Катька отчаивалась: ее было не уговорить. Тут спокойно и тяжело стояла твердыня, с которой ничего не сделаешь, – именно потому, что рациональных аргументов у бабушки не было. Дом, да возраст, да кот, да соседи… и наравне с домом дедова могила, которую тоже нельзя бросать, потому что и она – такая же естественная часть этого дома, как кухня, чердак, погреб; чердак и погреб вместе… А если конец – то конец всему, старому человеку грех бояться конца; и Катька понимала, что здесь предел ее сил.

– Мы тут все погибнем.

– Ничего, не погибнем. В Ленинграде вон в блокаду жили, кошек ели, не погибли.

– Да пойми ты, что сейчас не то! Сейчас никто тебя не будет голодом морить, взорвут к чертовой матери – и поминай как звали!

– Ты не ругайся, не ругайся.

– Бабушка, я тебе серьезно говорю.

– Ну и я тебе серьезно говорю. Хватит, отъездилась. Мне на базар дойти трудно, а ты говоришь – за границу.

– Да от тебя ничего не потребуется! Сядем сейчас в автобус, и всех дел…

– Нет, и не говори. Что ты, Катька, как банный лист к одному месту? Ты и всегда такая была: тебе скажешь раз, скажешь два – нельзя! Нет, она канючит… Помнишь, как ты кролика просила? Каждые пять минут пищит: «Кролик! Кролик!». Мать не выдержала, купила кролика, ты через пять минут смотреть на него забыла.
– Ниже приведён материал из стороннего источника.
PR #299, opened 2016-08-12
[FIX] Fix test according to updated geonames list

rousseldenis:
@pedrobaeza Can you merge ?


pedrobaeza:
All green, so merging!

PR #304, opened 2016-08-31
9.0 partner relations v8api

NL66278:
Here is the promised PR to migrate partner_relations (not installable) to partner_multi_relation, based on the 8.0 API.

Beside this there are many improvements, like working domains so only appropiate values can be selected etc.


hbrunn:
:+1:

NL66278:
@rafaelbn DId you review this one? Would be nice if this PR could be accepted. Then we can move the module also up to 10.

lfreeke:
:+1: (test)

pedrobaeza:
OK, I think we can merge this one as there has been already reviewed and let any possible problem to further PRs.

PR #307, opened 2016-09-07
FIX birthdate date install

ecino:
Fix a bug where a typo would prevent to set all birthdate dates at installation of module partner_contact_birthdate


ecino:
For whatever reason it seems the install function is never called. Can someone help me on that? I'm not familiar with .yml files.

pedrobaeza:
I don't see any post_init_hook or similar, so how it's called that install function?

ecino:
My guess is that the .yml should do it :
https://github.com/CompassionCH/partner-contact/blob/b7d7bcf82fdd202ba18be5122e3b51849e02c142/partner_contact_birthdate/data/res_partner.yml#L19

But the yml file is not listed in the openerp manifest:
https://github.com/CompassionCH/partner-contact/blob/8.0/partner_contact_birthdate/__openerp__.py#L29

ecino:
Now the FIX is working.

pedrobaeza:
It's better to use a post_init_hook, or this will be executed on each update.

Garamotte:
I agree with @pedrobaeza, this should be done in a post init hook.

ecino:
I made the change.

partner_contact_birthdate/hooks.py
```diff
@@ -0,0 +1,27 @@
+# -*- coding: utf-8 -*-
+###############################################################################
```
pedrobaeza: Put short header.

partner_contact_birthdate/hooks.py
```diff
@@ -0,0 +1,27 @@
...
+#
+###############################################################################
+
+from openerp import SUPERUSER_ID
+from openerp.api import Environment
+
+
+def post_init_hook(cr, pool):
+    env = Environment(cr, SUPERUSER_ID, {})
+    env['res.partner']._birthdate_install()
```
pedrobaeza: Put here the code instead of calling a new function:

```
env['res.partner'].search(
    [('birthdate', "!=", False)])._birthdate_inverse()
```

pedrobaeza (changes requested):

ecino:
Done

pedrobaeza (approved):

Garamotte (approved):

invitu:
I did a PR for those 3 modules because they are small and depend on partner_contact_personal_information_page

requested fixes are commited

Issue #308, opened 2016-09-28
[partner_address_street3] Suggestion to add street3 field in address_format using post_init_hook and uninstall_hook


atchuthan:
@gurneyalex 

The field is only available in res.partner form and is not shown in name_get of show_address at Sale order nor in its report.

So, I am planning to create post_init_hook for this module, to add street3 in the address format of each country via SQL query.

**post_init_hook query**
UPDATE res_country
SET    address_format = replace(address_format, '%(street2)s', E'%(street2)s\n%(street3)s')

**uninstall_hook query**
UPDATE res_country
SET    address_format = replace(address_format, E'\n%(street3)s', '')

Let us know your opinion

gurneyalex:
sounds like a good idea to me.

atchuthan:
thanks.. will try to make the PR in few days

atchuthan:
created PR https://github.com/OCA/partner-contact/pull/316 related to this issue

AKSHAYAGOVIND:
Hi,

I am using the Odoo 12.0 enterprise version. I  imported the partner_address_street3 module. But i am getting the below error.

-------------------------------------------------------------------
ValueError: Field `street3` does not exist

Error context:
View `res.partner.form`
[view_id: 113, xml_id: base.view_partner_form, model: res.partner, parent_id: n/a]
-----------------------------------------------------------------------
Please help me how to resolve this issue. I am getting the same error when I try to import the partner_contact_Gender module as well.  I have attached my error report.

![image](https://user-images.githubusercontent.com/43378529/55417589-9d781b80-5536-11e9-9000-3649f24bc55d.png)

PR #316, opened 2016-10-18
[9.0][FIX] added post and uninstall hook for partner_address_street3

SodexisTeam:
Ref: https://github.com/OCA/partner-contact/issues/308

cc: @gurneyalex


pedrobaeza (approved):
Smart hooks!

rafaelbn (approved):
Runbot works...

alexis-via:
GRRRR, I'm seeing this PR just after finishing my PR to port to v10 https://github.com/OCA/partner-contact/pull/318 This implementation of post_install is a bit better than mine, so I'll update my code to put your implementation

alexis-via (changes requested):
I tested the change... but it doesn't work ! The hook is not called upon installation of the module, so the field format_address is not updated on countries.

alexis-via:
@atchuthan You can see an example that really works in my PR for v10 https://github.com/OCA/partner-contact/pull/318
You forgot the 2 new keys in **openerp**.py to activate your hooks.

atchuthan:
thanks @alexis-via

partner_address_street3/hooks.py
```diff
@@ -0,0 +1,28 @@
...
+    """
+    cr.execute(query)
+
+
+def uninstall_hook(cr, registry):
+    query = """
+        UPDATE res_country
+        SET address_format = replace(
+        address_format,
+        E'%(street3)s\n',
```
yajo, line 27: I think the `\n` part here should be optional. If any `%(street3)s` is found without a trailing `\n` it should get removed too.

Also please add docstrings to these hooks to make it clearer that you are adding/dropping street3 to the standard display format for addresses automatically.

partner_address_street3/hooks.py
```diff
@@ -0,0 +1,28 @@
...
+# License AGPL-3.0 or later (http://www.gnu.org/licenses/agpl).
+
+
+def post_init_hook(cr, registry):
+    query = """
+        UPDATE res_country
+        SET address_format = replace(
+        address_format,
+        E'%(street2)s\n',
+        E'%(street2)s\n%(street3)s\n'
```
yajo, line 14: Please add a test that checks this actually worked. :blush:

yajo (changes requested):

alexis-via (approved):

partner_address_street3/hooks.py
atchuthan: if I make it drop %(street3) pattern only, then address format will have an extra line after the module is uninstalled, to resolve this I need to have 2 replace query for patterns E'%(street3)s\n' and E'%(street3)s'.

Let me know if you have any solution to this.

partner_address_street3/hooks.py
atchuthan: added it in https://github.com/OCA/partner-contact/pull/316/files#diff-f9fdb975d77b348b5bab55bc71ebf13bR14

partner_address_street3/hooks.py
yajo: I'm not sure if that `E` stuff is a regexp, but if so, `E'%(street3)s\n?'` should do the trick. Otherwise just add a second lap to the replacement as you said. :wink:

atchuthan: okay

yajo: Remember to add `# pragma: no-cover` to the uninstall hook please. No way to test that AFAIK.

gurneyalex (approved):

partner_address_street3/hooks.py
pedrobaeza: In fact, you can test them manipulating previously with SQL.

yajo: Ah good point, you mean by directly calling this method, right? It's a good idea. I guess the required SQL stuff should be available already after installing the module (that is when tests run).

pedrobaeza: Yeah, the steps are:
- Change something via SQL to leave it as "original state".
- Call this method.
- Assert that the final result is the expected after the hook.

partner_address_street3/tests/test_street_3.py
```diff
@@ -33,3 +35,11 @@ def test_partner(self):
         # test synchro of street3 on write
         homer.write({'street3': 'in OCA we trust'})
         self.assertEquals(bart.street3, 'in OCA we trust')
+
+    def test_hooks(self):
+        # Test post_init_hook & uninstall_hook
+        us_country = self.env.ref('base.us')
+        self.assertTrue('%(street3)s' in us_country.address_format)
+        uninstall_hook()
```
yajo: Travis is :x: because you lack args here: `(self.cr, self.registry)`

yajo (changes requested):

partner_address_street3/tests/test_street_3.py
```diff
@@ -1,88 +1,45 @@
...
-        country_model = self.registry('res.country')
-        country_id = country_model.create(
-            self.cr,
-            self.uid,
-            {
-                'name': 'Donut Land',
-                'code': 'DNL',
-            }
-        )
+        # Test address_format has been updated on existing countries
```
yajo: Use a correct docstring for the method. This way, the docstring appears in the logs too.

partner_address_street3/tests/test_street_3.py
```diff
@@ -1,88 +1,45 @@
...
+            'type': 'contact',
+        })
+        self.assertEquals(bart.street3, 'Tho')
+
+        # test synchro of street3 on write
+        homer.write({'street3': 'in OCA we trust'})
+        self.assertEquals(bart.street3, 'in OCA we trust')
+
+    def test_hooks(self):
+        # Test post_init_hook & uninstall_hook
```
yajo: Use a correct docstring for the method. This way, the docstring appears in the logs too.

BTW you are only testing uninstall_hook here

atchuthan: the module's post_init_hook() is executed before the test files are executed and the test for 'street3' in the address_format does the job(no need to explicitly call the method)
https://github.com/OCA/partner-contact/pull/316/files#diff-f9fdb975d77b348b5bab55bc71ebf13bR42

yajo (changes requested):
Just one more little change to go :+1: :blush:

partner_address_street3/tests/test_street_3.py
```diff
@@ -1,88 +1,45 @@
...
+            'type': 'contact',
+        })
+        self.assertEquals(bart.street3, 'Tho')
+
+        # test synchro of street3 on write
+        homer.write({'street3': 'in OCA we trust'})
+        self.assertEquals(bart.street3, 'in OCA we trust')
+
+    def test_hooks(self):
+        """"Test post_init_hook & uninstall_hook"""
```
yajo: I agree with you in https://github.com/OCA/partner-contact/pull/316#discussion_r85279191

What I mean is that this test only tests the uninstall hook. Actually the post_init_hook is tested in every test because all of them would fail otherwise, but you don't specify it. This docstring should be "Test uninstall_hook", but if you simply name the method as `test_uninstall_hook`, then simply drop the docstring (it would be redundant) and it'll be OK :wink:

yajo (changes requested):
Sorry I forgot to tell you what to change in last review! here it goes

BTW, did you know that `post_init_hook` gets called only when installing an addon, **not** when updating it?

I think we need a migration script here too.

partner_address_street3/tests/test_street_3.py
atchuthan: renamed method & docstring to test uninstall_hook

yajo (approved):

yajo:
There's still the problem of broken updates, not sure if we should block this for that reason...

pedrobaeza:
Too late...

– Ничего не забыла, я его кормила.

– Ты сыром его кормила, дура пустоголовая! – Бабушка засмеялась басом; голос у нее вообще был низкий, внушительный, сейчас еще и хрипловатый от недавней простуды. – Ой, прости Господи! Сыром кролика кормила! И это еще… морковь из земли вырыла и тычет ему! На, кролик, морковь! Грязную, только с гряды, в нос прямо! Ой, Катька, не девка была, а тридцать три несчастья. А чайник на себя как вывернула?

– Я отпрыгнула, – хмуро сказала Катька.

– Отпрыгнула, а руку всю обварила! Дед – скок в машину, не заводится, он пешком побежал в тобой на руках в больницу! Сколько повязок меняли, сколько потом к хирургу водили! Все боялись, шрам будет у девочки во всю ручку, никто замуж не возьмет! Выскочила как милая. Ты зайди хоть потом к Милице Сергеевне, спасибо, скажи, Милица Сергеевна, и замужем, и удачно все! (Милицей Сергеевной звали врачиху, которая тогда в самом деле спасла Катьке руку – а впрочем, Катька ничего этого не помнила, ей было три года).

– Ну ладно, – сказала Катька. – Я пойду пройдусь.

– Чего пройдусь, гляди, дождь какой сыплет! Ложись поспи, ты же всю ночь в этом автобусе тряслась!